=== WHAT THE TASK ASKS ===
Whenever a line in the data holds the string "command", pull that line out.

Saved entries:
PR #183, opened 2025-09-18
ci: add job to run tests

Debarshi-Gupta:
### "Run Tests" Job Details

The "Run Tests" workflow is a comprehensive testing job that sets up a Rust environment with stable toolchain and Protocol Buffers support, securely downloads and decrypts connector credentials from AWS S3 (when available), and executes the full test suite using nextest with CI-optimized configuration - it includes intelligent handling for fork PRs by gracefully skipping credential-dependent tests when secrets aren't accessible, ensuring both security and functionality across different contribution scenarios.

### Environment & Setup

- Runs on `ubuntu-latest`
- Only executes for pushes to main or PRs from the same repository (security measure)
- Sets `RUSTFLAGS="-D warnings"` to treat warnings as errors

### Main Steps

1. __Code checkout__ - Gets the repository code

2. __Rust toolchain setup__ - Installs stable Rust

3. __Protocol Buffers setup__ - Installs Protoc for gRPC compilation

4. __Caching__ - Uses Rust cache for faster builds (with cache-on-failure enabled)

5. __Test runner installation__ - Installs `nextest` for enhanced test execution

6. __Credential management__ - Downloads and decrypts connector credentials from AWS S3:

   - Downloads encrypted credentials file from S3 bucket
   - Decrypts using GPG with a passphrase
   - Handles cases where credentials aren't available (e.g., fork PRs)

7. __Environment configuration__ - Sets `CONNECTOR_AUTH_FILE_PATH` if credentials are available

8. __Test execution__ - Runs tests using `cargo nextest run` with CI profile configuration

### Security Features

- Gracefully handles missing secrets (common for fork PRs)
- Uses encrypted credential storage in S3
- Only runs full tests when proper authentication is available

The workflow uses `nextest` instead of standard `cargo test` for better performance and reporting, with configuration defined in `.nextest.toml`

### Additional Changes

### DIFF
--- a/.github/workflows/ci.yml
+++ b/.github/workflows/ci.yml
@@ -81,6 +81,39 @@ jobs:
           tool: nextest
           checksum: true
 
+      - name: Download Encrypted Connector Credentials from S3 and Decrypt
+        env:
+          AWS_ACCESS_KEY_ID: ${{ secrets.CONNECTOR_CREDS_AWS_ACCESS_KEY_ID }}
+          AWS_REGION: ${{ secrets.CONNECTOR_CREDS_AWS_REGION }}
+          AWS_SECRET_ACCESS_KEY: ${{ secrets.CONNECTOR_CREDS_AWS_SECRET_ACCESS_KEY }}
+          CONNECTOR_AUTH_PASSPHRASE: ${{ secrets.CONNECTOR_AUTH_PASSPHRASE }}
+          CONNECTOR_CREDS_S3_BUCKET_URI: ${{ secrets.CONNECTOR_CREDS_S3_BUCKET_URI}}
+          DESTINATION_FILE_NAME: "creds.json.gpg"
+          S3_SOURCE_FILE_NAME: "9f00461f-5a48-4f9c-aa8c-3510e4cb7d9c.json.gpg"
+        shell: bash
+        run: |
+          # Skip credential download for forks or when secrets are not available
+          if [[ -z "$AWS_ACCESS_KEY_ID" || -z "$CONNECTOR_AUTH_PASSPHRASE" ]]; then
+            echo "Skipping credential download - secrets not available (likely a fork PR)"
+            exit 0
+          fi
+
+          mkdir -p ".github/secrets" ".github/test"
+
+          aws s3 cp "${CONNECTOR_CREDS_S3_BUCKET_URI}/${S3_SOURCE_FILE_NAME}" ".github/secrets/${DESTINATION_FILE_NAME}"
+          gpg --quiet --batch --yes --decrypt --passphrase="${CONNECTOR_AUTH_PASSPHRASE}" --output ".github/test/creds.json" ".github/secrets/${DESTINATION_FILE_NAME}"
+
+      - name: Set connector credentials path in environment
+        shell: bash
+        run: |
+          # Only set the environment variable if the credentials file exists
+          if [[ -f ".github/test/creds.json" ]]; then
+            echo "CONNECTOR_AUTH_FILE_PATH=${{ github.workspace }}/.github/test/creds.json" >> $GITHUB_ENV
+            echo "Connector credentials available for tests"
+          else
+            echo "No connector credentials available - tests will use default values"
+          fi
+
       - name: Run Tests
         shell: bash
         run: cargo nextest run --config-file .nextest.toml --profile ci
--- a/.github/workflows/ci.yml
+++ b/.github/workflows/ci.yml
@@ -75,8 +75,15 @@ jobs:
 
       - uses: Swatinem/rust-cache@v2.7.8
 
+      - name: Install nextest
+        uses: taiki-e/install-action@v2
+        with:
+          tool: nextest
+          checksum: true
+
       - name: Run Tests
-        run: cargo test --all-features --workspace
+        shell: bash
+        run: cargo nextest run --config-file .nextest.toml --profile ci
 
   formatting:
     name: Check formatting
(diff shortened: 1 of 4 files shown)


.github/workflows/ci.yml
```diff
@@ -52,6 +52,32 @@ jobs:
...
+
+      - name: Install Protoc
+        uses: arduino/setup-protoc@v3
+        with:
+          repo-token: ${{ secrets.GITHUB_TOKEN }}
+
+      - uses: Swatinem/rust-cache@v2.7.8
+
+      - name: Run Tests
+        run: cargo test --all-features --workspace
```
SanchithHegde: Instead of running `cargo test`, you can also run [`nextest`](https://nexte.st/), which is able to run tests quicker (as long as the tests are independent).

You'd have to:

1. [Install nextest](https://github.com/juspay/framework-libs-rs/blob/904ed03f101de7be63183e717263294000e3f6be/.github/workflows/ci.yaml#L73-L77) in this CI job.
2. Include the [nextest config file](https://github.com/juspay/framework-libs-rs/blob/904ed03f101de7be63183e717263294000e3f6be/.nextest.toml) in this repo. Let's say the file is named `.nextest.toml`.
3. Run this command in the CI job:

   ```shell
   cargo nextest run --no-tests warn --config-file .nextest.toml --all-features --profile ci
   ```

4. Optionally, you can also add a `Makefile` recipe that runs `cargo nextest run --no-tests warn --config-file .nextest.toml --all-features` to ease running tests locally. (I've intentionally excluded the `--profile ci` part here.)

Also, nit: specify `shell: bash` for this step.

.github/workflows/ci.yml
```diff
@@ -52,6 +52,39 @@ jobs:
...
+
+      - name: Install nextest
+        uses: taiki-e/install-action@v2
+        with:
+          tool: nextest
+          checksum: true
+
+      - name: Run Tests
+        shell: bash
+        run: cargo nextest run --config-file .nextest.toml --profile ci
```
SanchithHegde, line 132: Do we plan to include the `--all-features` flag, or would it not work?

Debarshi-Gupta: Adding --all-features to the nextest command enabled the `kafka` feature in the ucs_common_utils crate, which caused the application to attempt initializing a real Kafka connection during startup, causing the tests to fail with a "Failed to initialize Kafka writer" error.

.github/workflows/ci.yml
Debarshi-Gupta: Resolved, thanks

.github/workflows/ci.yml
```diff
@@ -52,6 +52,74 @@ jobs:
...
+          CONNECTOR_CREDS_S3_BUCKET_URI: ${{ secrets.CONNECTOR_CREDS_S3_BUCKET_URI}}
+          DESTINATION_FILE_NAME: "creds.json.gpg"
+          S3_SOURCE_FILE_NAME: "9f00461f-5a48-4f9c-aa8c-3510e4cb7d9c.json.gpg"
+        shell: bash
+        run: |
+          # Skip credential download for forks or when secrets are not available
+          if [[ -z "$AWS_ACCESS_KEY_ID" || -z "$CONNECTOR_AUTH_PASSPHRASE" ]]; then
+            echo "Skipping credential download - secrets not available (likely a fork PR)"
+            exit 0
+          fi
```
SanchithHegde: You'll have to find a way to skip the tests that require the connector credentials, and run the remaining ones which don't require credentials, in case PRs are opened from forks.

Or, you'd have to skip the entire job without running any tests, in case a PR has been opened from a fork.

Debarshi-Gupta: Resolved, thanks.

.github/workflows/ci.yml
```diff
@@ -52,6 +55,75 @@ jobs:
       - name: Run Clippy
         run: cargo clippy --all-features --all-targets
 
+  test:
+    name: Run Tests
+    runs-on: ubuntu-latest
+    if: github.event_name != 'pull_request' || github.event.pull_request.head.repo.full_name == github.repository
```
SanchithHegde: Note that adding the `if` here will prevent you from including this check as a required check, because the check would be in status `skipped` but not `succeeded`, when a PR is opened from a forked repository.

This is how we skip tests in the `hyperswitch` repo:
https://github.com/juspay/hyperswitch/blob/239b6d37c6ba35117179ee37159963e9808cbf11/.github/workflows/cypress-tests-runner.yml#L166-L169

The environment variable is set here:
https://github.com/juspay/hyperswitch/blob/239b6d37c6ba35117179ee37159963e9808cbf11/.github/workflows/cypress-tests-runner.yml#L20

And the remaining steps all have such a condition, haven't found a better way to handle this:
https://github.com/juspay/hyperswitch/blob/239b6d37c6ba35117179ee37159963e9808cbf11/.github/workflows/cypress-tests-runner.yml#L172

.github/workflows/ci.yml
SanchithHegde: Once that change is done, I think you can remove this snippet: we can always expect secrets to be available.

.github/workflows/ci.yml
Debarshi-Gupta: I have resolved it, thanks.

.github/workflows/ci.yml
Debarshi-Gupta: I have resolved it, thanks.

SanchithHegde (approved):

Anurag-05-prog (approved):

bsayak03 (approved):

---

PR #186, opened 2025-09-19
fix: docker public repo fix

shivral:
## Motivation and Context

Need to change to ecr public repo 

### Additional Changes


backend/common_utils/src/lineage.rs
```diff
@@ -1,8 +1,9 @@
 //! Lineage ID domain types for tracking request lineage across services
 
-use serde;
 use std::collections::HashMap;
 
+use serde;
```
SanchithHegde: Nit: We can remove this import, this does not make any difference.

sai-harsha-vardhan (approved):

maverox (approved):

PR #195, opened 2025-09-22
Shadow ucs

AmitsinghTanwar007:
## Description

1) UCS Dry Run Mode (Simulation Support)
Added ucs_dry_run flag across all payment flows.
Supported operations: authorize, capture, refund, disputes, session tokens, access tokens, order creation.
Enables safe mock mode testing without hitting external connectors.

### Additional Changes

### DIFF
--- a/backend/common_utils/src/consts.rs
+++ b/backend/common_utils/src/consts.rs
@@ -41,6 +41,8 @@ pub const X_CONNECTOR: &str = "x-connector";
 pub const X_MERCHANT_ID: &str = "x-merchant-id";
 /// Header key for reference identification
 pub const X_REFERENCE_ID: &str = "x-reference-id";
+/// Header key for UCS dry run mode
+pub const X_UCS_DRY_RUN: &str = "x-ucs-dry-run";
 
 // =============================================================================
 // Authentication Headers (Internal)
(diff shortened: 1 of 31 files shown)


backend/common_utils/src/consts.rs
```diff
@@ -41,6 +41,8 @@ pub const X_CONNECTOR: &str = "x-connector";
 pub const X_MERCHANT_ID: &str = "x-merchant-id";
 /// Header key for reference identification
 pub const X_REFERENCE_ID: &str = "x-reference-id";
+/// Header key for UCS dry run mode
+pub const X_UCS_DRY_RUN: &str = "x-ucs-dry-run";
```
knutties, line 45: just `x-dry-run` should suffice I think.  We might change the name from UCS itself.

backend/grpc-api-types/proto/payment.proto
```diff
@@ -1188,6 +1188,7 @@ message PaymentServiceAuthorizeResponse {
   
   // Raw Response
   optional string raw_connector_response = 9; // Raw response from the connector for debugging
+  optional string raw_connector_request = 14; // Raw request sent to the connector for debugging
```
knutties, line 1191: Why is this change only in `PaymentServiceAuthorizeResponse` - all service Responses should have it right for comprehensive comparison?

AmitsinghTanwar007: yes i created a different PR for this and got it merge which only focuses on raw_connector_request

=== TASK RESULT ===
3. Run this command in the CI job:
Debarshi-Gupta: Adding --all-features to the nextest command enabled the `kafka` feature in the ucs_common_utils crate, which caused the application to attempt initializing a real Kafka connection during startup, causing the tests to fail with a "Failed to initialize Kafka writer" error.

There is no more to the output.